Maki didn't hesitate. She locked the target, her thumb hovering over the Vulcan trigger. As Zaki channeled every ounce of his strength into the parry, shoving the Heat Axe upward, Maki squeezed the trigger. The Vulcans unleashed a staccato burst. The rounds struck the Pioneer's wrist joint with pinpoint accuracy. The metal crumpled, the connection failing. Zaki pivoted, rotating the Gundam's torso, and delivered a swift slash to the now-defenseless wrist.
The Heat Axe dropped, falling into the abyss of the city below. The Pioneer was disarmed, stumbling back, its weaponless arm hanging limp.
The White Gundam spun away, using the momentum to drift toward the roof of an abandoned data-center tower. Zaki cut the thrusters, letting the machine settle with a heavy, metallic thud that cracked the concrete beneath its feet. They had breathing room.
Zaki exhaled, his chest heaving, sweat stinging his eyes. He looked down toward the street, his gaze drawn by a strange, inexplicable pull. Down on the dirty, debris-strewn road, a small, solitary figure on a scooter had come to a halt.
It was the girl.
Aurora Anveil. Her hair, a vibrant, striking indigo, was whipped about by the wind, yet she stood frozen, looking up. She wasn't running anymore. She was staring—looking past the armored plating, looking past the machine, staring directly at the monochromatic lens that served as the Gundam's eye.
Zaki felt a strange sensation in his chest—a mix of recognition and dread. He had to know why she was there. What was she looking for?
"Maki, hold position. Don't engage," Zaki ordered, his voice dropping to a whisper.
Slowly, carefully, Zaki manipulated the controls. The massive, multi-ton machine bowed its head, the giant camera eye zooming in, adjusting its focus to the single human point of interest on the landscape below.
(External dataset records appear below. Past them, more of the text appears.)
PR #3890, opened 2024-07-08
ci: make releases use LLVM 18

laytan:
Since we updated to LLVM 18 on Windows now, we should make the releases for non-windows use LLVM 18 too, this way all releases use the same version.

### DIFF
--- a/.github/workflows/nightly.yml
+++ b/.github/workflows/nightly.yml
@@ -50,8 +50,8 @@ jobs:
         run: |
           wget https://apt.llvm.org/llvm.sh
           chmod +x llvm.sh
-          sudo ./llvm.sh 17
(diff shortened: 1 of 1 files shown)


.github/workflows/nightly.yml
```diff
@@ -50,8 +50,8 @@ jobs:
         run: |
           wget https://apt.llvm.org/llvm.sh
           chmod +x llvm.sh
-          sudo ./llvm.sh 17
-          echo "/usr/lib/llvm-17/bin" >> $GITHUB_PATH
+          sudo ./llvm.sh 19
```
gingerBill, line 53: Is that meant to be 18?

laytan: It is, just noticed it myself too

PR #3893, opened 2024-07-08
implement `temporary_directory` on non-windows

laytan:


src/string.cpp
```diff
@@ -544,11 +544,10 @@ gb_internal String string16_to_string(gbAllocator a, String16 s) {
 
 
 gb_internal String temporary_directory(gbAllocator allocator) {
-	String res = {};
 #if defined(GB_SYSTEM_WINDOWS)
 	DWORD n = GetTempPathW(0, nullptr);
 	if (n == 0) {
-		return res;
+		return String{0};
```
gingerBill, line 550: That should be identical at any rate.

PR #3904, opened 2024-07-10
make instrumentation "work" on wasm

laytan:
Using instrumentation on WASM causes it to complain about the llvm.returnaddress instrinsic. This PR could be considered a "hack" but makes this work by just passing `nil` instead of the return address.


gingerBill:
This is a bodge, but it is WASM so bodges will be needed.

PR #3908, opened 2024-07-12
Write docs for `core:container/intrusive/list` package

NicknEma:
Since I found it very hard to understand how this package worked without any example, I added some, plus some general description of the procedures and their parameters.
All the examples have been compiled and tested.

### DIFF
--- a/core/container/intrusive/list/doc.odin
+++ b/core/container/intrusive/list/doc.odin
@@ -8,6 +8,13 @@ An intrusive container requires a `Node` to be embedded in your own structure, l
 		value: string,
 	}
 
+Embedding the members of a `list.Node` in your structure with the `using` keyword is also allowed:
+
+	My_String :: struct {
+		using node: list.Node,
+		value: string,
+	}
+
 Here is a full example:
 
 	package test
--- a/core/container/intrusive/list/doc.odin
+++ b/core/container/intrusive/list/doc.odin
@@ -1,0 +1,39 @@
+/*
+Package list implements an intrusive doubly-linked list.
+
+An intrusive container requires a `Node` to be embedded in your own structure, like this:
+
+	My_String :: struct {
+		node:  list.Node,
+		value: string,
+	}
+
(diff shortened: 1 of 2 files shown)


core/container/intrusive/list/intrusive_list.odin
```diff
@@ -104,12 +136,26 @@ remove_by_proc_contextless :: proc(list: ^List, to_erase: proc "contextless" (^N
 	}
 }
 
+/*
+Checks if the given list does not contain any element.
```
Kelimion, line 140: Minor nitpick: Prefer `Checks whether` instead of `Checks if`, because the latter says the check is conditional on the list not containing any element, rather than whether that's the case.

core/container/intrusive/list/intrusive_list.odin
```diff
@@ -61,7 +81,13 @@ remove :: proc "contextless" (list: ^List, node: ^Node) {
 		}
 	}
 }
+/*
+Removes from the given list all elements that satisfy a condition.
```
Kelimion, line 85: Implied, but given you mentioned O(1) complexity elsewhere, perhaps mention O(N) complexity here and for the contextless variant.

core/container/intrusive/list/doc.odin
```diff
@@ -0,0 +1,39 @@
+/*
+Package list implements an intrusive doubly-linked list.
+
+An intrusive container requires a `Node` to be embedded in your own structure, like this:
+
+	My_String :: struct {
+		node:  list.Node,
```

On the main screen, Aurora's face filled the frame. She looked pale, small against the backdrop of the ruined city, but her eyes—pink, flower-like, and impossibly deep—met the camera's gaze. There was no fear left in them, only a profound, haunting curiosity, and a terror that felt ancient.
Zaki stared, paralyzed for a fleeting second, caught in the silent communion between the pilot of a god-machine and a girl who seemed to hold the secrets of the world in her eyes. He wanted to speak, to ask her why she wasn't running, to ask if she knew who they were.
But the comms light blinked red again.
"Zaki! More contacts appearing on the radar! They're flanking the sector!" Airi's voice was urgent.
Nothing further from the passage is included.